Yay! I’m glad to have helped get the word out. The material Artebo uses is a little stretchy and I haven’t noticed any moving around. It stays in place really well. 

I think the problem is that women are still severely underrepresented in the archery community. And thus, manufacturers just don’t see the profit in selling something for a small market. It sucks! And even so, a lot of the professional competitive female recurve archers are fairly small breasted. The only one I’ve seen that has a larger chest is Ksenia Perova. She’s my inspiration because she kills it out there and I struggle sometimes with thinking archery isn’t for me because of my body type.


----------



## Sara-s

I see that the company is based in Europe. Do they ship to the US? Do the have a US website?


----------



## nv300rz

im 36c, i never came close to the string with chest, however i was having issues at first with the string slapping inside the elbow, after being taught how to use my shoulders, pivot a certain way when drawing ,im doin good so far without any issues. also consider breathing technique, as it could impact on the chest being outward when releasing the string. i exhale on release, it depends on which works best for each person


----------



## akfeathers82

Most of the women that I've watched shoot world archery events have string contact with their chest guard to some extent, some have more contact than others. Even Mackenzie Brown shooting NTS, which requires a dropped rib cage, has some contact. It's not something that I've ever been concerned with and doesn't appear to affect my shooting. I've tried a number of different stance tweaks to see if I can reduce the amount of contact but they almost made me uncomfortable in some way and, again, didn't seem to affect my accuracy.


----------



## Sara-s

I took a look at their site. I do not use a chest guard, but I loved the look of their arm guards.That is to say, they looked well-designed and comfortable. So I ordered one & it came today.


----------



## mrgoodcat

Yay!


----------



## Sara-s

I had a chance to shoot with the new arm guard. It was great. It fit well, protected my arm without itching and the material was soft & lightweight without feeling flimsy.


----------



## dresden

Nice! Where did you buy it and what's the brand?


----------



## Sara-s

Here’s a link to the site.
https://www.artebo.de/en


----------



## TheArdentArcher

Sara-s said:


> I took a look at their site. I do not use a chest guard, but I loved the look of their arm guards.That is to say, they looked well-designed and comfortable. So I ordered one & it came today.
> 
> View attachment 6626883


Nice! It looks super durable too.


----------



## TheArdentArcher

akfeathers82 said:


> Even Mackenzie Brown shooting NTS, which requires a dropped rib cage


What is a dropped rib cage? I’ve never come across that term before!


----------



## TheArdentArcher

nv300rz said:


> im 36c, i never came close to the string with chest, however i was having issues at first with the string slapping inside the elbow, after being taught how to use my shoulders, pivot a certain way when drawing ,im doin good so far without any issues. also consider breathing technique, as it could impact on the chest being outward when releasing the string. i exhale on release, it depends on which works best for each person


It totally does depend on the person. I have 32H size so my breasts stick out about 4-5 inches from my rib cage, even with a compression sports bra. I stand with a very open stance to help reduce string contact. I also exhale as I reach full draw. It does seem to help reduce the contact a bit. Chest guards a great even for men or women with smaller breasts. They not only help keep the boobs out of the way, but they reduce string drag on clothing.


----------



## Kcarcherymom

like this - thanks for the suggestion!


----------



## spiz

What would be a good brand for a newbie in chest guards? Thanks


----------



## ITSupportGuy

My daughter is an Olympic recurve archer and does use a chest guard. Just curious on the one you are using if the sleeve part is part of the guard. If it is, do you find it impeding in any way your shot process?

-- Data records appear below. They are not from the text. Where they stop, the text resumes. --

PR #2667, opened 2023-12-01
Add support to display messages after a redirect

yscik:
Based on https://github.com/Automattic/WP-Job-Manager/pull/2659

* Add a helper that lets you set a message, redirect the page, and show the message
* This serves a common pattern used when serving a POST/GET action like saving a form or changing a setting: we redirect the page after the action is done so it's not triggered again on page reload or a link share.
* Stores the message in a transient with an ID, and passes along the ID as a query string argument to the redirected URL, like `?message=234d72af2`
* Includes a small JS script to remove that query argument

### Testing Instructions

* See 393-gh-Automattic/wpjm-addons for testing

### Release Notes

* Add support to display messages after a redirect 

----

| Plugin build for fbdf0d056e2881bf2dd99f856f295c3952b13d28 <a href="#"></a> |
| 📦 [Download plugin zip](https://wpjobmanager.com/wp-content/uploads/2023/12/wp-job-manager-zip-2667-fbdf0d05.zip)                       |
| ▶️ [Open in playground](https://wpjobmanager.com/playground/?core=2023/12/2667-fbdf0d05)             |

### DIFF
--- a/includes/ui/RedirectMessage.php
+++ b/includes/ui/RedirectMessage.php
@@ -62,15 +62,15 @@ class RedirectMessage {
 
 		$content = self::get_transient_message( $key );
 
-		if ( $content ) {
-			$content .= self::add_inline_script( $query_var );
-
-			UI::ensure_styles();
-
-			return $content;
+		if ( ! $content ) {
+			return null;
 		}
 
-		return null;
+		$content .= self::add_inline_script( $query_var );
+
+		UI::ensure_styles();
+
+		return $content;
 	}
 
 	/**
@@ -99,15 +99,15 @@ class RedirectMessage {
 	private static function get_transient_message( $key, $delete = true ) {
 		$content = get_transient( self::TRANSIENT_PREFIX . $key );
 
-		if ( is_string( $content ) ) {
-			if ( $delete ) {
-				delete_transient( self::TRANSIENT_PREFIX . $key );
-			}
-
-			return $content;
+		if ( ! is_string( $content ) ) {
+			return null;
 		}
 
-		return null;
+		if ( $delete ) {
+			delete_transient( self::TRANSIENT_PREFIX . $key );
+		}
+
+		return $content;
 	}
 
 	/**
--- a/includes/ui/RedirectMessage.php
+++ b/includes/ui/RedirectMessage.php
@@ -1,0 +1,131 @@
+<?php
+/**
+ * Frontend redirect messages.
+ *
+ * @package wp-job-manager
+ * @since $$next-version$$
+ */
+
+namespace WP_Job_Manager\UI;
+
+if ( ! defined( 'ABSPATH' ) ) {
+	exit; // Exit if accessed directly.
+}
+
+/**
+ * Redirect after an action is finished and make sure a message can displayed on the next page load.
+ *
+ * Stores the messages in a transient with an ID, and passes along the ID as a query string to the redirected URL.
+ *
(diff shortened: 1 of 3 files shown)


includes/ui/RedirectMessage.php
```diff
@@ -0,0 +1,131 @@
...
+	/**
+	 * Redirect to a URL with a message to be displayed on the next page load.
+	 *
+	 * @param string $url URL to redirect to.
+	 * @param string $message Optional message to be displayed on the next page load.
+	 * @param string $query_var A query variable added to the redirect URL, referencing the message transient.
+	 */
+	public static function redirect( $url, $message = null, $query_var = '' ) {
+		if ( ! empty( $message ) ) {
+			$url = add_query_arg( [ $query_var ?? self::DEFAULT_QUERY_VAR => self::set_transient_message( $message ) ], $url );
```
thedebian: The ?? operator will still return $query_var if it's empty, for a shorthand, you can use the short-ternary operator (?:), but I'd say that a proper if/else here might be better for readability

https://www.tehplayground.com/cUYSR0Ht8SvWQTCs

includes/ui/RedirectMessage.php
```diff
@@ -0,0 +1,131 @@
...
+	/**
+	 * Get a message set during the previous redirect.
+	 *
+	 * @param string $query_var Optional namespace for the message.
+	 *
+	 * @return string|null Message content if there is one.
+	 */
+	public static function get_message( $query_var = '' ) {
+
+		$query_var = $query_var ?? self::DEFAULT_QUERY_VAR;
```
thedebian: Same issue as above

includes/ui/RedirectMessage.php
thedebian: Alternatively you can also set the default $query_var to null, but it might be better to use empty( $query_var ) anyway, so it covers all empty cases and never fatals

includes/ui/RedirectMessage.php
```diff
@@ -0,0 +1,131 @@
...
+
+		if ( $content ) {
+			$content .= self::add_inline_script( $query_var );
+
+			UI::ensure_styles();
+
+			return $content;
+		}
+
+		return null;
```
thedebian:
```suggestion
		if ( ! $content ) {
			return null;
		}

		$content .= self::add_inline_script( $query_var );

		UI::ensure_styles();

		return $content;
```

includes/ui/RedirectMessage.php
```diff
@@ -0,0 +1,131 @@
...
+
+		if ( is_string( $content ) ) {
+			if ( $delete ) {
+				delete_transient( self::TRANSIENT_PREFIX . $key );
+			}
+
+			return $content;
+		}
+
+		return null;
```
thedebian:
```suggestion
		if ( ! is_string( $content ) ) {
			return null;
		}

		if ( $delete ) {
			delete_transient( self::TRANSIENT_PREFIX . $key );
		}

		return $content;
```

thedebian (changes requested):

includes/ui/RedirectMessage.php
yscik: Good catch, thanks. Fixing in 7059ce8

thedebian (approved):
Code changes look good, ✅ as 393-gh-Automattic/wpjm-addons is tested and ✅ed too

Also wonder about how breathable it is on a hot sunny day. 

As it is, my daughter and I already have interesting tan lines from our summer shooting with our arm guards. She is usually in a sports tank during practice. 

Cheers


Sent from my iPad using Tapatalk


----------



## khromrell

akfeathers82 said:


> Most of the women that I've watched shoot world archery events have string contact with their chest guard to some extent, some have more contact than others. Even Mackenzie Brown shooting NTS, which requires a dropped rib cage, has some contact. It's not something that I've ever been concerned with and doesn't appear to affect my shooting. I've tried a number of different stance tweaks to see if I can reduce the amount of contact but they almost made me uncomfortable in some way and, again, didn't seem to affect my accuracy.


Can you explaine "dropped rib cage"?


----------



## khromrell

Thanks for posting!


----------



## LilBowShorty79

Thank you for posting, I’ve had trouble for a while now.


Sent from my iPhone using Tapatalk


----------



## lskywalker918

thank you for sharing! i mainly use a chestguard to keep sleeves out of the way (especially in sweater season). how easy is it to get it on? i want to be able to throw it on and go.


----------



## vlee1125

I've found sibuyas are great.


----------